───── INPUT MATERIAL ─────
Issue #1965, opened 2026-08-24
perf thesis: indexed ORDER BY LIMIT is bounded by requested results


aeplay:
## Thesis

An indexed `ORDER BY … LIMIT k` query should scale with `k` and index traversal, not total matching cardinality.

## Workload

Use BigLabel catalogue and release-time ordering. At 10k, 100k, and 1M releases measure:
- first page by indexed order;
- middle navigation using keyset/cursor pagination;
- offset pagination as an explicitly separate conventional baseline;
- limits 10, 25, 100, and 1,000;
- narrow and broad predicates.

SQLite is the first reference. Query/index definitions and returned ordering must be equivalent.

## Correctness gate

Assert exact ordered IDs, boundaries, no duplicates, and correct page transitions through the public API.

## Measurements

- latency and rows/second;
- index entries visited, rows materialized, and rows returned;
- planning versus execution;
- keyset versus offset behavior;
- allocations and decoding/materialization phases.

## Acceptance / rejection

Supported if keyset/bounded indexed reads track requested result size rather than total matching rows.

Rejected if bounded indexed execution materializes, sorts, or scans the complete matching set. Offset costs should be characterized rather than mistaken for keyset behavior.

## Non-goals

No claim that arbitrarily deep offset pagination is constant-time, and no initial claim about live subscription maintenance.

## Evidence log

Record all benchmark runs, profiles, changes, and conclusions as comments.

Issue #1962, opened 2026-08-24
perf thesis: indexed bounded reads scale with result size, not table size


aeplay:
## Thesis

On a BigLabel-derived dataset, a warm indexed query returning a fixed number of rows should remain approximately independent of total table size from 10k through 1M current rows.

## Workload

Use the BigLabel schema and deterministic release distribution. Measure indexed equality and bounded ordered reads at 10k, 100k, and 1M releases, holding returned cardinality fixed at 1, 10, 100, and 1,000 rows.

Cover the app-level catalogue load and derived mechanisms separately:
- indexed equality lookup;
- indexed ordered range with `LIMIT`;
- prepared-query reuse;
- in-memory and persistent storage where supported.

## Correctness gate

Before timing, assert exact row identities, cardinality, filtering, and ordering through the public API.

## Measurements

- latency and throughput;
- rows examined/materialized/returned;
- index and query execution phase timings;
- allocations/bytes where available;
- comparison against an equivalent indexed SQLite query.

All retained evidence must record commit, scale, storage/durability profile, fixture seed/distribution, and benchmark URI.

## Acceptance / rejection

Supported if fixed-cardinality warm-read latency has no material dependence on total table size across 10k–1M rows, apart from expected index traversal effects, and phase counters confirm bounded work.

Rejected if latency or work grows with total table size. A rejection should identify the responsible phase before proposing an optimization.

## Non-goals

This thesis does not claim cold-open performance, full-scan performance, subscription maintenance performance, or semantic equivalence with server databases.

## Evidence log

Add every relevant benchmark run, profile, code/benchmark change, and conclusion as a comment.

aeplay:
Fresh local receipt on current main (`607057bc8`) from the maintained native `selective_global_hydration` harness: **this thesis holds for the tested Global indexed one-shot shape.**

Fixed selection: 100 index candidates, limit/result 50, RocksDB reopen before query.

| table rows | query wall | index reads | current-row reads |
|---:|---:|---:|---:|
| 1,000 | 8.675 ms | 100 | 100 |
| 10,000 | 8.779 ms | 100 | 100 |

A 10x table-size increase produced 1.0x storage work and essentially flat wall time. This is a useful positive control against #2127: settled Global indexed hydration is already bounded by selected candidates; the pathological history scaling was specifically Local/Edge ahead-current candidate retention.

[...]

PR #2027, opened 2026-08-25
perf: bound W1 local one-shot read work

### LINKED ISSUE #2026: perf thesis: W1 local one-shot reads avoid unbounded hydration and no-op materialization
## Thesis

For Local-tier one-shot equality reads, Jazz currently performs unbounded ephemeral IVM hydration because physical index access is restricted to Global reads. Whole-record decode/re-encode during indirect-field materialization amplifies that scan even when inspected fields cannot contain indirect values. Removing the no-op materialization first, then enabling bounded Local access paths without weakening read-your-writes semantics, should make W1 reads scale with candidates/results rather than total table size.

## Workload

Preserve W1 profile S as the adopter-comparable compatibility workload: 3,000 tasks, 12,000 comments, 9,000 activity events. Derive isolated measurements for:
- Local `query_board`: `project_id = X ORDER BY updated_at DESC LIMIT 200`;
- Local comments and activity legs of `query_task_detail`: `task_id = X ORDER BY created_at DESC LIMIT 200`;
- corresponding Global-tier controls;
- fixed-result scaling pairs at smaller and profile-S table sizes;
- the complete weighted W1 mix once individual operations fit hosted timing budgets.

Use the anonymized public fixture only. Seed and prepare outside measured closures.

## Predicted mechanisms and checkpoints

1. Descriptor-proven no-op indirect-field materialization avoids `to_values()` and `RecordDescriptor::create()` when requested fields cannot contain indirect values. Based on the adopter bisect, predict roughly 5–7x improvement, restoring the pre-large-value range while retaining O(table) scaling.
2. A Local one-shot source combines bounded indexed settled/global candidates with the local-ahead overlay while preserving immediate local visibility. Predict a further 10–30x on selective task-detail reads, with cost tracking candidates/results instead of total rows.

## Correctness gates

Through public APIs, assert exact row identities, ordering, limit behavior, read-your-writes visibility, update/delete behavior, and Local versus Global tier semantics. Large values and fields capable of nesting indirect values must still block/materialize exactly as before.

## Measurements

- per-operation wall time and throughput;
- scaling with table rows at fixed returned cardinality;
- rows examined/materialized/returned where exposed;
- CodSpeed wall-time flamegraphs, instructions, and memory statistics;
- simulation-mode mechanism receipts where affordable;
- adopter hardware checkpoint results.

Every receipt records commit, fixture/profile, tier, storage backend, and benchmark URI.

## Acceptance / rejection

Supported when profile-S task-detail falls below 20 ms, board below 10 ms, W1 exceeds 200 ops/s as an initial milestone, and fixed-cardinality work no longer scales materially with table size.

Rejected or narrowed if no-op materialization does not recover most of the post-merge regression, or if Local indexed execution cannot preserve immediate local overlay semantics without unbounded work.

## Non-goals

This thesis does not alter query results, permission evaluation, durability semantics, subscription maintenance semantics, or large-value authentication/materialization rules. It does not initially claim parity with the old core or server databases.

## Evidence log

Record every benchmark run, flamegraph finding, checkpoint, adopter result, code change, and conclusion as a comment.

Related: #1962, #1965.

aeplay:
## Thesis

Closes #2026. Related to #1962 and #1965.

W1-style Local equality reads were hydrating unbounded ephemeral IVM graphs. Two independent amplifiers were visible: no-op large-value materialization on structurally scalar fields, and rejection/bypass of binding-specific Local physical access paths.

## Before / after

Before:

- requested fields were decoded and recreated even when their types could not contain an indirect stored scalar;
- Local access paths were discarded;
- `Db::read(&PreparedQuery)` reused a generic graph that could not embed the current binding's index prefix;
- physical ahead current tables lacked the corresponding user/FK indices.

After:

- structurally impossible large-value requests return the original record deltas;
- eligible Local equality reads compile a binding-specialized one-shot graph;
- both settled-global and local-ahead candidates are index-scanned, merged by the existing winner rule, and passed through the unchanged predicate/order/limit pipeline;
- generic maintained, Edge, and unsupported query programs retain their established full-source graphs.

The W1-derived in-memory 12k-comments receipt improved locally from 146.4ms to 1.557ms median (94.0×). Tenfold row growth now costs 1.57× rather than 15.1×. CodSpeed confirmation is running.

## Governing invariants

- Query rows, residual predicates, ordering, limits, permissions, and durability semantics do not change.
- Local reads retain immediate read-your-writes visibility by probing both physical global and ahead sources.
- Winner selection remains `arg_max_by(row_uuid, tx_time, tx_node_id)`.
- Any selected scalar or nested composite that may contain an indirect stored scalar still follows the existing interruptible materialization path.
- Invalid field indices continue to fail.
- Edge and maintained programs do not receive binding-specific source bounds.

## Worked examples

Normal path: a prepared `comments WHERE task = $task ORDER BY created_at DESC LIMIT 200` Local read now probes the task FK index in both global and ahead physical current tables, merges candidates, applies deletion visibility, then performs the unchanged ordering and limit.

Local-ahead edge: if a matching comment exists only in the local-ahead table, its ahead-index entry supplies it. If global and ahead contain the same row UUID, the existing transaction timestamp/node winner calculation selects the visible version.

Residual-filter edge: `owner = $owner AND status = 'open'` may use the owner index, but `status = 'open'` remains in the graph and still decides final membership.

Unsupported case: an unindexed or Edge query retains the ordinary source graph; no speculative bound is applied.

## Non-goals

This does not change large-value encoding/authentication, subscription maintenance, Edge coverage, query semantics, or deletion-register candidate selection. Visible-query source limits remain suppressed because deletion filtering can make a pre-anti-join limit unsound.

## Testing

- `cargo test -p groove`
- 77 query-evaluation tests
- exact Local primary-key, declared-index, and residual-filter receipts via `dev/t`
- W1 benchmark target check
- pre-commit clippy, rustfmt, and sensitive-data guard
- CodSpeed W1 walltime receipt pending

Draft while broader CI and CodSpeed complete.


aeplay:
CI diagnosis: the two repeatable browser failures were a real regression from maintained index access paths, not timeout noise. Local focused A/B with rebuilt release NAPI + fast WASM artifacts:

- enabled: filtered empty-prefix subscription timed out; Global settled snapshot timed out;
- disabled: both passed (1.04s and 3.95s test bodies respectively).

`de1663cdd` reverts `18dad5fdd` in full. One-shot index intersections remain. The separate maintained-subscription thesis is tracked in #2077. The Rust shadow failures are unrelated runner setup failures before tests (`git rev-parse HEAD^{tree}` failed).

aeplay:
## Corrected hosted baseline after maintained-index revert

CodSpeed wall-time completed at `de1663cdd`, the adopter-safe checkpoint after reverting the asynchronous-storage-unsafe maintained-index experiment.

| W1 receipt | memory median | RocksDB median |
|---|---:|---:|
| board, profile S | 34.51 ms | 38.49 ms |
| two-equality activity page, 9k rows / limit 50 | 38.01 ms | 42.98 ms |
| same page, 30k rows / limit 50 | 93.67 ms | 106.5 ms |
| comments point-filter, 1.2k table | 6.555 ms | 6.249 ms |
| comments point-filter, 12k table | 6.29 ms | 7.666 ms |
| composite task detail | 13.86 ms | 16.70 ms |
| indexed update, no subscription | 8.555 ms | 10.59 ms |
| maintained subscription delta | 42.01 ms | 47.01 ms |

Interpretation:

- The key positive invariant remains: the fixed-result comments query is table-size-flat from 1.2k to 12k, including RocksDB. The one-shot Local access path survives the correctness revert.
- The bounded two-equality page still scales with candidate/index-bucket size: 9k to 30k rows costs 2.46-2.48x for the same limit. This is the ordered/bounded-read thesis now tracked in #2079.
- RocksDB is within roughly 0-24% of memory on these shapes. Remaining cost is overwhelmingly engine/lifecycle/materialization work, not ordinary storage I/O.
- Against the adopter's old-core W1 receipt (different machine, directional only), RocksDB task detail is ~13x slower (16.7 vs 1.25 ms), board ~29x (38.5 vs 1.35 ms), update ~62x (10.6 vs 0.17 ms), and subscription delta ~71x (47 vs 0.66 ms). These ratios are not publishable cross-machine comparisons, but they rank the remaining work.
- The subscription delta is ~4.4x the no-subscription update on the same hosted runner. That makes maintained evaluation/publication the next ordinary-path target after correcting for update cost.

Adopter instruction: `de1663cdd` remains the checkpoint to test. This result does not introduce a newer read checkpoint; it establishes the safe baseline for the next subscription/cold-lifecycle work.

aeplay:
🤖 Changes requested: **P1 — the Local indexed one-shot path can return a stale global row when a newer ahead winner changes the indexed predicate column.**

Concrete receipt: settle `docs[row]` with `owner=A` globally; commit a newer pending Local update for the same row with `owner=B`; then run Local `WHERE owner=A`. The branch currently returns the old global row instead of an empty result.

The global index scan finds old `A`, while the ahead scan uses the same `A` prefix and therefore cannot see the newer `B` version. The downstream winner aggregation only sees the stale global candidate and cannot suppress it. Make the access path dominance-safe (or decline the optimization where that cannot be proven), and retain this exact predicate-changing ahead-winner receipt. This is required by current Local winner semantics / INV-READ-7.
─────
§ EXERCISE OBJECTIVE: Among the records above, only the lines between the line holding "The W1-derived in-memory" and the line holding "decides final membership.", inclusive, are to be output, exactly as written.

§ THE ANSWER:
The W1-derived in-memory 12k-comments receipt improved locally from 146.4ms to 1.557ms median (94.0×). Tenfold row growth now costs 1.57× rather than 15.1×. CodSpeed confirmation is running.

## Governing invariants

- Query rows, residual predicates, ordering, limits, permissions, and durability semantics do not change.
- Local reads retain immediate read-your-writes visibility by probing both physical global and ahead sources.
- Winner selection remains `arg_max_by(row_uuid, tx_time, tx_node_id)`.
- Any selected scalar or nested composite that may contain an indirect stored scalar still follows the existing interruptible materialization path.
- Invalid field indices continue to fail.
- Edge and maintained programs do not receive binding-specific source bounds.

## Worked examples

Normal path: a prepared `comments WHERE task = $task ORDER BY created_at DESC LIMIT 200` Local read now probes the task FK index in both global and ahead physical current tables, merges candidates, applies deletion visibility, then performs the unchanged ordering and limit.

Local-ahead edge: if a matching comment exists only in the local-ahead table, its ahead-index entry supplies it. If global and ahead contain the same row UUID, the existing transaction timestamp/node winner calculation selects the visible version.

Residual-filter edge: `owner = $owner AND status = 'open'` may use the owner index, but `status = 'open'` remains in the graph and still decides final membership.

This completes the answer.